The first time I visited the British Museum in London as a child, my favorite exhibit was the Moai. In fact, it was the only photo I took at the museum on my old Nokia phone.
From the British Museum’s perspective, their Moai statue is an important part of global heritage. They argue that displaying it allows people from around the world to learn about different cultures.
Museums like the British Museum often present themselves as protectors. They claim to be protecting or preserving artifacts that might be damaged or forgotten in other places.
But for the people of Rapa Nui, the story is different. On Easter Island, the Moai are ancestors. They’re not art. They are the ancestors of the people. Removing them from the island is removing something very [00:19:00] important.
For many Rapa Nui, seeing their heritage displayed thousands of kilometers away is a reminder of a time when their voices were ignored.
Should museums have the right to keep objects taken during periods of inequality or colonial rule?
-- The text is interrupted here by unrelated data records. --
PR #251, opened 2026-04-21
fix(picker): skip AUTH ack reliably in session-info fetch (#250)

### LINKED ISSUE #250: Session picker shows "OK" instead of session info for random entries (race in AUTH ack parsing)
## Summary

Opening the session picker with `PREF + s` intermittently renders some rows as just `OK` instead of the real `sessname: N windows (created ...)` info line. Which rows are affected changes every time the picker is reopened, so it's clearly a race.

## Screenshot

Image

## Repro

1. Have several `~/.psmux/*.port` sessions running.
2. Press `PREF + s` to open the session picker.
3. Close it and reopen it a few times.

Some entries show `N.   OK` with no session name, and the set of affected entries changes each open.

## Root cause

`src/client.rs` ~1692-1709 populates the picker by connecting to each session's server, sending `AUTH <key>\n` followed immediately by `session-info\n`, then reading **exactly two lines** and assuming:

- line 1 = the `OK\n` AUTH ack
- line 2 = the session-info response

```rust
let _ = ss.set_read_timeout(Some(Duration::from_millis(25)));
let _ = write!(ss, "AUTH {}\n", sess_key);
let _ = ss.write_all(b"session-info\n");
let mut br = BufReader::new(ss);
let mut al = String::new();
let _ = br.read_line(&mut al);                       // "assumed" OK ack
let mut line = String::new();
if br.read_line(&mut line).is_ok() && !line.trim().is_empty() {
    line.trim().to_string()                          // "assumed" info
} else {
    format!("{}: (no info)", base)
}
```

Server protocol (`src/server/connection.rs:59` and `:1283-1294`):
- `AUTH <key>` → writes `OK\n` synchronously in the connection thread.
- `session-info` → dispatches `CtrlReq::SessionInfo` onto the main event loop via mpsc and blocks on `rrx.recv()` until the main loop responds, then writes `<info>\n`.

The session-info reply therefore has **variable latency** — it has to round-trip through the server's main event loop, which can be busy driving another client's frames, processing input, etc.

With the per-read timeout set to only **25 ms**:

- **Happy path:** first `read_line` reads `OK\n` within 25 ms, second reads `<info>\n`. Correct row.
- **Race path:** when the `OK\n` ack arrives later than 25 ms after the client's send (thread-creation overhead, scheduling, ambient load), the first `read_line` times out with `al = ""` and the error is swallowed by `let _ = ...`. The second `read_line` runs with a fresh 25 ms budget, and by then `OK\n` has landed in the socket — so it's consumed as `line = "OK\n"`, `info = "OK"`, and the row renders as `N.   OK` with no session name. The actual `<info>\n` is never read.

The picker re-enumerates from scratch on every open, so which sessions lose the race varies run to run.

## Notes

- This isn't introduced by #247 (digit-jump picker) — the enumeration block is byte-identical to v3.3.3 (`git diff v3.3.3..HEAD -- src/client.rs` shows only UI / key-handling changes). The race was latent before and is now more visible.
- The same AUTH+command pattern is used in a few places with different timeouts:
  - `list-tree` in `client.rs` ~1605-1626 (50 ms connect / 100 ms read) — same "blindly take second line" logic, same latent race, just less hit.
  - `choose-buffer` in `client.rs` ~2046-2057 (100 ms connect / 200 ms read) — same logic.
  - `list-sessions` in `main.rs` ~390-395 — does the right thing: checks `line.trim() == "OK"` before consuming a second line.
- No server restart is required to reproduce — the client is the one misinterpreting the framing.

tarikguney:
Closes #250.

## Summary

- The session picker rendered random rows as \`OK\` instead of \`sessname: N windows (created ...)\`, with the affected rows changing on every reopen. Root cause was a framing race in the AUTH+session-info exchange: a late \`OK\n\` ack landed in what the code assumed would be the info line.
- Extract the fetch into \`session::fetch_session_info\`, which detects the \`OK\` ack explicitly (only consumes a second line if the first was actually \`OK\`) and also filters \`ERROR:\` responses so auth failures don't get displayed as session names.
- Bump the per-read timeout to 150 ms so the degraded \`(not responding)\` label is reached much less often on busy systems.

## Test plan

New \`tests-rs/test_session.rs\` mounts onto \`src/session.rs\` via \`#[cfg(test)] mod tests\` (same pattern used by \`test_client.rs\`). Tests spin up an in-process \`TcpListener\` that impersonates the server's protocol and call the real \`fetch_session_info\` — no re-implementation of the parser in the tests.

- [x] \`happy_path_returns_info_line\` — standard \`OK\n<info>\n\` sequence returns the info.
- [x] \`issue_250_late_auth_ack_is_not_reported_as_session_info\` — server delays the ack past the client's per-read timeout; asserts the result is never \`Some(\"OK\")\`. Verified to fail on the old implementation with \`assertion left: Some(\"OK\")\` \`right: Some(\"OK\")\`.
- [x] \`only_ok_ack_received_returns_none\` — server sends ack and nothing else.
- [x] \`connect_refused_returns_none\` — port is closed.
- [x] \`auth_rejected_returns_none\` — server writes \`ERROR: Invalid session key\n\`.

\`\`\`
running 5 tests
test session::tests::auth_rejected_returns_none ... ok
test session::tests::happy_path_returns_info_line ... ok
test session::tests::connect_refused_returns_none ... ok
test session::tests::issue_250_late_auth_ack_is_not_reported_as_session_info ... ok
test session::tests::only_ok_ack_received_returns_none ... ok
test result: ok. 5 passed; 0 failed
\`\`\`

No server restart required to benefit — this is a client-side fix and is wire-compatible with any still-running pre-update server.

### DIFF
--- a/src/client.rs
+++ b/src/client.rs
@@ -1689,24 +1689,13 @@ pub fn run_remote(terminal: &mut Terminal<CrosstermBackend<crate::platform::Psmu
                                                         if let Ok(p) = port_str.trim().parse::<u16>() {
                                                             let sess_addr = format!("127.0.0.1:{}", p);
                                                             let sess_key = read_session_key(base).unwrap_or_default();
-                                                            let info = if let Ok(mut ss) = std::net::TcpStream::connect_timeout(
-                                                                &sess_addr.parse().unwrap(), Duration::from_millis(25)
-                                                            ) {
-                                                                let _ = ss.set_read_timeout(Some(Duration::from_millis(25)));
-                                                                let _ = write!(ss, "AUTH {}\n", sess_key);
-                                                                let _ = ss.write_all(b"session-info\n");
-                                                                let mut br = BufReader::new(ss);
-                                                                let mut al = String::new();
-                                                                let _ = br.read_line(&mut al);
-                                                                let mut line = String::new();
-                                                                if br.read_line(&mut line).is_ok() && !line.trim().is_empty() {
-                                                                    line.trim().to_string()
-                                                                } else {
-                                                                    format!("{}: (no info)", base)
-                                                                }
-                                                            } else {
-                                                                format!("{}: (not responding)", base)
-                                                            };
+                                                            let info = crate::session::fetch_session_info(
+                                                                &sess_addr,
+                                                                &sess_key,
+                                                                Duration::from_millis(25),
+                                                                Duration::from_millis(150),
+                                                            )
+                                                            .unwrap_or_else(|| format!("{}: (not responding)", base));
                                                             session_entries.push((base.to_string(), info));
                                                         }
                                                     }
--- a/src/session.rs
+++ b/src/session.rs
@@ -122,6 +122,50 @@ pub fn send_auth_cmd_response(addr: &str, key: &str, cmd: &[u8]) -> io::Result<S
     Ok(buf)
 }
 
+/// Fetch a one-line `session-info` response from a session server.
+///
+/// Connects to `addr`, authenticates with `key`, sends `session-info`, and
+/// returns the server's info line. Returns `None` if the connection fails,
+/// authentication is rejected, or the info line doesn't arrive in time.
+///
+/// The AUTH ack (`OK\n`) is filtered out explicitly rather than assumed to
+/// be the first line: when the AUTH reply is slow enough for the first
+/// `read_line` to time out, a naive two-read protocol picks up the late
+/// `OK` in the second read and mis-reports it as the session info. See
+/// issue #250.
+pub fn fetch_session_info(
+    addr: &str,
+    key: &str,
+    connect_timeout: Duration,
+    read_timeout: Duration,
+) -> Option<String> {
+    let sock_addr: std::net::SocketAddr = addr.parse().ok()?;
+    let mut s = std::net::TcpStream::connect_timeout(&sock_addr, connect_timeout).ok()?;
+    s.set_read_timeout(Some(read_timeout)).ok()?;
+    let _ = s.set_nodelay(true);
+    write!(s, "AUTH {}\n", key).ok()?;
+    s.write_all(b"session-info\n").ok()?;
+    let _ = s.flush();
+
+    let mut br = std::io::BufReader::new(s);
+    let mut line = String::new();
+    if std::io::BufRead::read_line(&mut br, &mut line).ok()? == 0 {
+        return None;
+    }
+    if line.trim() == "OK" {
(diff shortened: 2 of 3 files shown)


psmux:
We will merge this but then address the root cause of fixing the protocol.

psmux:
Thanks @tarikguney, merged. Really clean catch and the in-process TCP fakes in the test file are a great pattern. The five test scenarios you wrote pinned the framing race precisely.

I built a follow-up commit on top (79ca29c) that takes this from a per-site patch to a root-cause fix. The short version:

1. The same race that produced "OK" in the session picker was latent in the choose-tree, choose-buffer, and command-prompt buffer pickers too. They each had their own ad-hoc `read_line; read_line` loop. I extracted your robust ack-skipping logic into `session::fetch_authed_response` and `session::fetch_authed_response_multi` and migrated all three picker call sites in `client.rs` to use them. Your `fetch_session_info` is now a thin wrapper, so your five regression tests still cover the original code path verbatim.

2. Added `session::validate_auth_key` that rejects keys containing CR, LF, or NUL before they go on the wire. The current key source (file under the user's profile) is trusted, but this is cheap defense-in-depth in case a future caller passes attacker-controlled input. All `AUTH ` writers funnel through it now.

3. Added a hard 256 KB cap on response payloads via `Read::take`, so a buggy or hostile peer that sends an unbounded line cannot force unbounded client memory or wall time. Bounds both memory and the worst-case time spent in `read_line`.

4. Performance: opening the session picker with N sessions used to cost up to `N * read_timeout`. Added `session::fetch_session_infos_parallel` which fans the per-session fetches across scoped threads, so the wall time is bounded by one `read_timeout` regardless of N. Single-input case skips the thread spawn entirely.

5. Tests:
   - 17 new Rust unit tests in `tests-rs/test_issue250_root_cause.rs` covering CRLF/NUL key rejection, all five ack-timing races on the new helper, the response size cap, the parallel fan-out wall-time bound (8 servers each delaying 120 ms must complete in well under N * 120 ms), mixed success/failure handling, and the empty/single input fast paths.
   - New `tests/test_issue250_root_cause.ps1` stands up six real psmux sessions, runs 480 live AUTH+session-info fetches over real TCP through the installed binary including a 5 ms tight-timeout stress run, and asserts zero "OK" or "ERROR:" leaks. All passed cleanly.
   - Full suite: `cargo test` 1796 passed, 0 failed.

Your tests still pass unchanged on top of the refactor, which was the point. Appreciate the contribution!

Similar debates surround the Parthenon marbles in London, or the Benin bronzes also in London and in Europe, and countless other artifacts around the world. I have recorded previous episodes on this topic before as well.โ
Final Thought
Easter Island is one of the smallest and most isolated places on earth, but I find its story fascinating.
By discussing the history of Easter Island, we have also talked about Polynesian expansion, potential Polynesian contact in South America, the mystery of the Moai, colonialism, [00:20:00] and the debate over the ownership of history.
But what do you think? Have you heard of Easter Island before?
Do you think it’s right for the British Museum to keep a Moai in its collection?
What is your opinion about museums holding important cultural artifacts from other cultures?